What is wrong with the following u-substitution?
We will calculate $\displaystyle\int^{2 \pi}_0 x \, dx$. Let $u=\sin (x)$, and observe that $\sin(2 \pi)=0$ and $\sin(0)=0$. We also have that $\frac{du}{dx}=\cos(x)=\sqrt{1-u^2}$. Hence, $$ \int^{2 \pi}_0 x \, dx=\int^0_0 \frac{\sin^{-1}(u)}{\sqrt{1-u^2}} \, du = 0. $$ This is very obviously wrong, but I am not sure how to explain the error formally.
Edit: Thanks for the responses and in particular the link below to the related problem! The error is indeed caused by the substitution $x=\sin^{-1}(u)$. The integration is performed over $[0,2 \pi]$ which is outside the range of the $\sin^{-1}$ function.
Remark The error is slightly better disguised when calculating $\displaystyle\int^1_{-1}\frac{2x}{1+x^2} \, dx.$
Let $u(x)=1+x^2$, and observe that $u(1)=u(-1)=2$. Then since $dx=\frac{1}{2x} du$, we have that $$ \int^1_{-1} \frac{2x}{1+x^2} \, dx = \int^2_2 \frac{1}{u} \, du=0. $$ This time, no trigonometric substitution is used, but it is still an incorrect proof for the same reason as above. A correct proof can be obtained by using the fact that $x \mapsto \displaystyle\frac{2x}{1+x^2}$ is odd.

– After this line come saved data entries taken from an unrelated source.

PR #48, opened 2026-08-26
Hide the links paginator when the result set fits one page

### LINKED ISSUE #44: Links paginator renders for single-page results
Surfaced while reviewing #41. Predates that PR.

`src/pages/links.tsx:261` guards the paginator with:

```jsx
{(totalPages > 1 || links.length > 25) && (
```

Two problems. The condition tests `links`, the unfiltered set, rather than `sorted`, the set that pagination actually walks. It also hardcodes `25` instead of reading `perPage`.

Reproductions:

- `per_page=100` with 30 links. `totalPages` is 1, but `30 > 25` renders a paginator whose entire window is the single button `1` with both chevrons disabled.
- `filter=disabled` over 200 links of which 2 have expired. `sorted.length` is 2 and `totalPages` is 1, yet `200 > 25` renders the same dead control.

Fix: `totalPages > 1 || sorted.length > perPage`, or just `totalPages > 1`, since `totalPages` already derives from `sorted.length` and `perPage` at `src/pages/links.tsx:64`.

DennisAlund:
Closes [#44](https://github.com/oddbit/shrtnr/issues/44).

## The bug

`src/pages/links.tsx` guarded the paginator with `totalPages > 1 || links.length > 25`. That condition tests `links`, the unfiltered set, instead of `sorted`, the set pagination actually walks. It also hardcodes `25` instead of reading `perPage`.

Both reproductions from the issue render a dead control: a lone `1` button with both chevrons disabled.

- `per_page=100` over 30 links. `totalPages` is 1, but `30 > 25` renders the paginator.
- `filter=disabled` over 200 links of which 2 have expired. `sorted.length` is 2 and `totalPages` is 1, yet `200 > 25` renders it.

## The fix

Split the gate. `.pagination` renders whenever the table renders. Only `.pagination-pages`, the chevrons and page numbers, depends on `totalPages > 1`.

An earlier revision of this PR gated the whole `.pagination` block on `totalPages > 1`. That removed the dead control, but it also hid the result summary and the 25/50/100 per-page selector, which stranded the user. `buildUrl` re-emits `per_page` into every sort link and filter chip (`src/pages/links.tsx:116`) and the range picker preserves it (`:145`). After picking 50 rows over 30 links, `totalPages` fell to 1 and no in-page control set it back to 25. `per_page` lives only in the URL (`src/index.tsx:235`), so the only way back was leaving the links page entirely.

Issue #44 asked for the dead control to go, not for the summary and the selector to go with it.

Also collapsed the page-summary ternary. `totalPages > 1` implies `sorted.length > perPage >= 1`, so the `sorted.length === 0` branch was already unreachable once the `links.length > 25` escape hatch went away.

## Tests

Four cases in `src/__tests__/page/links-page.test.ts`, one per reproduction plus two guards:

- `per_page=100` with 30 links renders 30 rows and no page buttons, and keeps the summary and selector.
- `filter=disabled` with 2 of 30 links expired renders `s0` and `s1` only, no page buttons, and keeps the selector.
- 30 links at the default page size still renders the page buttons, page `2` included.
- `per_page=50` over 30 links still offers the `per_page=25` route back.

Every case asserts a 200 status and counts rendered rows, so none can pass on an empty state or a 500.

Verified three ways:

- Three of the four fail against the whole-block gate: both reproduction cases plus the `per_page=50` route back. The multi-page case exercises `totalPages > 1`, where either gate shape renders the block, so it passes against both by design.
- The two reproduction cases also fail against `main`, so they still cover the original bug.
- Full suite: 1153 tests across 77 files, all passing. `tsc --noEmit` clean.

## Follow-ups

Reviewing this PR surfaced five pre-existing bugs in `src/pages/links.tsx` that it does not touch. Filed separately to keep this change to one concern: #51 (empty-state copy ignores the active filter), #52 (zero-match search reads as an empty catalog), #53 (disabled chevrons stay keyboard-activatable), #54 (chevrons have no accessible name, page group has no landmark).

### DIFF
--- a/src/__tests__/page/links-page.test.ts
+++ b/src/__tests__/page/links-page.test.ts
@@ -224,4 +224,47 @@ describe("Links listing page", () => {
     const html = await res.text();
     expect(html).toMatch(/1\s*[–-]\s*1\s+of\s+30/);
   });
+
+  it("hides the paginator when a wider per_page fits every link on one page", async () => {
+    for (let i = 0; i < 30; i++) {
+      await LinkRepository.create(env.DB, {
+        url: `https://example${i}.com`,
+        slug: `s${i}`,
+      });
+    }
+    const res = await SELF.fetch(req("/_/admin/links?per_page=100"));
+    const html = await res.text();
+    // All 30 rows fit on page 1, so there is nothing to page through.
+    expect(html).not.toContain('class="pagination"');
+    expect(html).not.toMatch(/class="page-btn/);
+  });
+
+  it("hides the paginator when a filter narrows the result set to one page", async () => {
+    const now = Math.floor(Date.now() / 1000);
+    for (let i = 0; i < 30; i++) {
+      await LinkRepository.create(env.DB, {
+        url: `https://example${i}.com`,
+        slug: `s${i}`,
+        expiresAt: i < 2 ? now - 3600 : null,
+      });
+    }
+    const res = await SELF.fetch(req("/_/admin/links?filter=disabled"));
+    const html = await res.text();
+    // Only 2 of the 30 links are expired; the unfiltered count must not decide this.
+    expect(html).not.toContain('class="pagination"');
+    expect(html).not.toMatch(/class="page-btn/);
+  });
+
+  it("still renders the paginator when the result set spans more than one page", async () => {
+    for (let i = 0; i < 30; i++) {
+      await LinkRepository.create(env.DB, {
+        url: `https://example${i}.com`,
+        slug: `s${i}`,
+      });
+    }
+    const res = await SELF.fetch(req("/_/admin/links"));
+    const html = await res.text();
+    expect(html).toContain('class="pagination"');
+    expect(html).toMatch(/class="page-btn[^"]*"[^>]*>2</);
+  });
 });
--- a/src/__tests__/page/links-page.test.ts
+++ b/src/__tests__/page/links-page.test.ts
@@ -225,7 +225,7 @@ describe("Links listing page", () => {
     expect(html).toMatch(/1\s*[–-]\s*1\s+of\s+30/);
   });
 
-  it("hides the paginator when a wider per_page fits every link on one page", async () => {
+  it("hides the page buttons when a wider per_page fits every link on one page", async () => {
     for (let i = 0; i < 30; i++) {
       await LinkRepository.create(env.DB, {
         url: `https://example${i}.com`,
@@ -233,13 +233,19 @@ describe("Links listing page", () => {
       });
     }
     const res = await SELF.fetch(req("/_/admin/links?per_page=100"));
+    expect(res.status).toBe(200);
     const html = await res.text();
-    // All 30 rows fit on page 1, so there is nothing to page through.
-    expect(html).not.toContain('class="pagination"');
+    // All 30 rows land on page 1, so there is nothing to page through.
+    expect(html.match(/class="col-short-chip-slug"/g)).toHaveLength(30);
+    expect(html).not.toContain('class="pagination-pages"');
     expect(html).not.toMatch(/class="page-btn/);
+    // The summary and the per-page selector survive: they are the only way back to 25.
+    expect(html).toContain('class="pagination"');
+    expect(html).toContain('class="pagination-summary"');
+    expect(html).toContain("per-page-select");
   });
 
-  it("hides the paginator when a filter narrows the result set to one page", async () => {
+  it("hides the page buttons when a filter narrows the result set to one page", async () => {
     const now = Math.floor(Date.now() / 1000);
     for (let i = 0; i < 30; i++) {
       await LinkRepository.create(env.DB, {
@@ -249,13 +255,20 @@ describe("Links listing page", () => {
       });
     }
     const res = await SELF.fetch(req("/_/admin/links?filter=disabled"));
+    expect(res.status).toBe(200);
     const html = await res.text();
-    // Only 2 of the 30 links are expired; the unfiltered count must not decide this.
-    expect(html).not.toContain('class="pagination"');
+    // Only s0 and s1 are expired; the unfiltered count must not decide this.
+    expect(html.match(/class="col-short-chip-slug"/g)).toHaveLength(2);
+    expect(html).toContain(">s0<");
+    expect(html).toContain(">s1<");
+    expect(html).not.toContain(">s2<");
+    expect(html).not.toContain('class="pagination-pages"');
     expect(html).not.toMatch(/class="page-btn/);
+    expect(html).toContain('class="pagination-summary"');
+    expect(html).toContain("per-page-select");
   });
 
-  it("still renders the paginator when the result set spans more than one page", async () => {
+  it("still renders the page buttons when the result set spans more than one page", async () => {
     for (let i = 0; i < 30; i++) {
       await LinkRepository.create(env.DB, {
         url: `https://example${i}.com`,
@@ -263,8 +276,27 @@ describe("Links listing page", () => {
       });
     }
     const res = await SELF.fetch(req("/_/admin/links"));
+    expect(res.status).toBe(200);
     const html = await res.text();
     expect(html).toContain('class="pagination"');
+    expect(html).toContain('class="pagination-pages"');
     expect(html).toMatch(/class="page-btn[^"]*"[^>]*>2</);
+    expect(html).toContain("per-page-select");
   });
+
+  it("keeps the per-page selector reachable after widening per_page", async () => {
+    for (let i = 0; i < 30; i++) {
+      await LinkRepository.create(env.DB, {
+        url: `https://example${i}.com`,
+        slug: `s${i}`,
+      });
+    }
+    const res = await SELF.fetch(req("/_/admin/links?per_page=50"));
+    expect(res.status).toBe(200);
+    const html = await res.text();
+    // Every in-page link re-emits per_page, so the selector is the only route back to 25.
+    expect(html).toContain("per-page-select");
+    expect(html).toContain("per_page=25");
+  });
+
 });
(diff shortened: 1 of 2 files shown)


DennisAlund (commented):
Reviewed the paginator gate. Ten findings, all verified against rendered output rather than by reading alone. Four sat inside this diff and are fixed in 741b24a; five are pre-existing bugs in code this PR never touches, filed separately; one I skipped.

### Fixed in 741b24a

Inline comments below cover these: the per-page selector trap, the dead page-summary ternary, and two gaps in the added tests.

The headline problem: gating the whole `.pagination` block on `totalPages > 1` hid the result summary and the 25/50/100 selector along with the dead page buttons. `buildUrl` re-emits `per_page` into every sort link, filter chip, and the range picker's preserved params, and `per_page` lives only in the URL (`src/index.tsx:235`). After picking 50 rows over 30 links, no in-page control set it back to 25.

### Pre-existing, filed rather than fixed here

These live outside the diff, so GitHub cannot anchor them inline. One coherent change per commit, so they stay out of this PR:

- `src/pages/links.tsx:222` picks empty-state copy from `links.length > 0`, ignoring the active filter. `filter=disabled` with nothing expired renders `All links are disabled. Toggle "Show disabled"` while `toolbar-count` reads `30 links`. The `links.showDisabled` key it points at is referenced nowhere outside the i18n files. → #51
- `src/pages/links.tsx:222` again: the route sets `links` to search results (`src/index.tsx:230`), so a zero-match search renders `No links yet` over a 200-link catalog. → #52
- `src/pages/links.tsx:313-318` and `:332-341` keep the disabled chevrons as anchors with `href="#"`. `.page-btn.disabled { pointer-events: none }` (`src/styles.ts:485`) blocks the mouse but not Enter, so tabbing to a disabled chevron and pressing Enter navigates to `#` and jumps the viewport. → #53
- The icon-only chevrons carry no accessible name, so screen readers announce `chevron_left, link`. Repo convention is `aria-label={t(...)}` (`src/pages/keys.tsx:92`, `src/pages/layout.tsx:117`). `.pagination-pages` also lacks the `role="group"` + `aria-label` that the filter chips (`:185`) and range picker (`src/components/range-picker.tsx:23`) both carry. → #54

### Skipped

The 30-link seeding loop is copy-pasted six times in `links-page.test.ts`. Accurate, but extracting a helper rewrites three pre-existing tests for no behavior gain. Left alone deliberately.

### Verification

- The four paginator tests fail against the whole-block gate and pass after the split.
- The two reproduction cases also fail against `main`, so they still cover the original #44 bug.
- Full suite: 1153 tests across 77 files, all passing. `tsc --noEmit` clean.

src/pages/links.tsx
```diff
@@ -300,15 +300,15 @@ export const LinksPage: FC<Props> = ({
...
-              </div>
+          <div class="pagination">
+            <div class="pagination-summary">
+              {t("links.pageSummary", {
+                from: start + 1,
+                to: Math.min(start + perPage, sorted.length),
+                total: sorted.length,
+              })}
+            </div>
+            {totalPages > 1 && (
```
DennisAlund, line 311: This is the corrected gate. An earlier revision of this PR gated the entire `.pagination` block here on `totalPages > 1`, which fixed #44's dead control but hid two things that are not dead: the result summary and the per-page selector.

The failure it created: 30 active links, user picks 50 from the selector. `totalPages` becomes `ceil(30/50)` = 1, so the whole block vanished, selector included. `buildUrl` hardcodes `per_page: String(perPage)` (`:116`) and the range picker preserves it (`:145`), so every sort link and filter chip carried `per_page=50` forward. `per_page` is URL-only (`src/index.tsx:235`), so the only route back to 25 was leaving the links page entirely.

Splitting the gate keeps `.pagination` tied to the table and scopes `totalPages > 1` to the chevrons and page numbers. #44 asked for the dead control to go, not the summary and the selector.

src/pages/links.tsx
```diff
@@ -300,15 +300,15 @@ export const LinksPage: FC<Props> = ({
...
-                {t("links.pageSummary", {
-                  from: sorted.length === 0 ? 0 : start + 1,
-                  to: Math.min(start + perPage, sorted.length),
-                  total: sorted.length,
-                })}
-              </div>
+          <div class="pagination">
+            <div class="pagination-summary">
+              {t("links.pageSummary", {
+                from: start + 1,
```
DennisAlund, line 306: Collapsed from `sorted.length === 0 ? 0 : start + 1`. The zero branch was already unreachable: `totalPages > 1` implies `ceil(sorted.length / perPage) >= 2`, and `perPage` is clamped to `>= 1` at `src/index.tsx:235`, so `sorted.length > perPage >= 1`.

It was reachable under the old `links.length > 25` escape hatch, which rendered the block with `sorted.length === 0`. That hatch is gone, so the ternary went with it.

src/pages/links.tsx
```diff
@@ -340,25 +340,25 @@ export const LinksPage: FC<Props> = ({
...
-                    {[25, 50, 100].map((n) => (
-                      <option value={perPageUrl(n)} selected={perPage === n}>
-                        {n}
-                      </option>
-                    ))}
-                  </select>
-                </div>
-                <span class="per-page-label">{t("links.perPage")}</span>
+            )}
+            <div class="per-page">
```
DennisAlund, line 344: The selector sits outside the `totalPages` conditional on purpose. It is the only in-page control that writes `per_page`, so gating it on the value it sets makes wider page sizes a one-way door. Worth keeping in mind if this block gets restructured again.

src/__tests__/page/links-page.test.ts
```diff
@@ -224,4 +224,79 @@ describe("Links listing page", () => {
...
+
+  it("hides the page buttons when a wider per_page fits every link on one page", async () => {
+    for (let i = 0; i < 30; i++) {
+      await LinkRepository.create(env.DB, {
+        url: `https://example${i}.com`,
+        slug: `s${i}`,
+      });
+    }
+    const res = await SELF.fetch(req("/_/admin/links?per_page=100"));
+    expect(res.status).toBe(200);
```
DennisAlund, line 236: The status check and the row count are the point here. As first written, both hide-tests asserted only absences (`not.toContain('class="pagination"')`, `not.toMatch(/class="page-btn/)`), which stays green if the page 500s or falls through to the empty state, where no paginator renders by construction. Neighbouring tests at `:27` and `:45` already assert `200`.

Now each case pins a 200, counts rendered rows (30 here, 2 for the filter case), and asserts the summary and selector survive. Non-vacuity is checked both directions: all four fail against the whole-block gate, and the two reproduction cases also fail against `main`.

One trap worth recording: the row class is built from a template string (`col-short-chip no-row-nav...`), so a `class="col-short-chip"` exact match never fires, and a bare `col-short-chip-slug` match counts one extra because the stylesheet is inlined into the page. The assertion anchors on `class="col-short-chip-slug"`.

src/__tests__/page/links-page.test.ts
```diff
@@ -224,4 +224,79 @@ describe("Links listing page", () => {
...
+    const res = await SELF.fetch(req("/_/admin/links"));
+    expect(res.status).toBe(200);
+    const html = await res.text();
+    expect(html).toContain('class="pagination"');
+    expect(html).toContain('class="pagination-pages"');
+    expect(html).toMatch(/class="page-btn[^"]*"[^>]*>2</);
+    expect(html).toContain("per-page-select");
+  });
+
+  it("keeps the per-page selector reachable after widening per_page", async () => {
```
DennisAlund, line 287: Added because the selector's disappearance had no guard rail in either direction. This pins the route back to 25 after widening `per_page`, which is the exact path that broke under the whole-block gate.

src/pages/links.tsx
DennisAlund: Verified against the current head. The gate splits at `:311`: `.pagination` renders whenever the table renders, `totalPages > 1` scopes only `.pagination-pages`.

Reconstructed the whole-block gate locally and re-ran the file: `keeps the per-page selector reachable after widening per_page` fails under it, so the trap this comment describes is now pinned by a test rather than by prose alone.

src/pages/links.tsx
DennisAlund: The collapse is safe, but the invariant cited here no longer carries it. After the split, `totalPages > 1` does not gate the summary, so it cannot rule out `sorted.length === 0`.

The reason it holds now is narrower: this whole block sits inside the `filtered.length > 0` branch (`src/pages/links.tsx:218`), and `sorted` is a copy of `filtered` (`:100`). A zero-length `sorted` renders the empty state instead, so the summary never sees it.

Recording the real invariant matters for the next edit: move `.pagination` out of that branch and `from` reads `1` over a `0` total.

src/pages/links.tsx
DennisAlund: Confirmed at `:344`: the selector sits outside the `totalPages > 1` conditional, and `keeps the per-page selector reachable after widening per_page` (`src/__tests__/page/links-page.test.ts:287`) fails if it moves back inside.

src/__tests__/page/links-page.test.ts
DennisAlund: Re-ran both mutations rather than trusting the note. One correction to the count.

- Against `main`: `hides the page buttons when a wider per_page fits every link on one page` and `hides the page buttons when a filter narrows the result set to one page` fail, 17 pass. The #44 coverage holds.
- Against a reconstructed whole-block gate: three fail, not four. Those two plus `keeps the per-page selector reachable after widening per_page`. The fourth, `still renders the page buttons when the result set spans more than one page`, exercises `totalPages > 1`, where both gate shapes render the block, so it passes either way. It guards the multi-page case, not the split.

The PR description carries the same off-by-one and is corrected there.

src/__tests__/page/links-page.test.ts
DennisAlund: Confirmed non-vacuous in both directions: the case passes on head and fails against a reconstructed whole-block gate.

Dropped a stray blank line that followed it before the closing `describe` (b936d48).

This example is more disturbing because the procedures above are entirely intuitive and yield the correct result. It seems to me that students when taught integration by substitution of definite integrals should also be taught that great care be exercised in checking the range of integration, particularly when the (apparent) substituting function is not invertible in that range.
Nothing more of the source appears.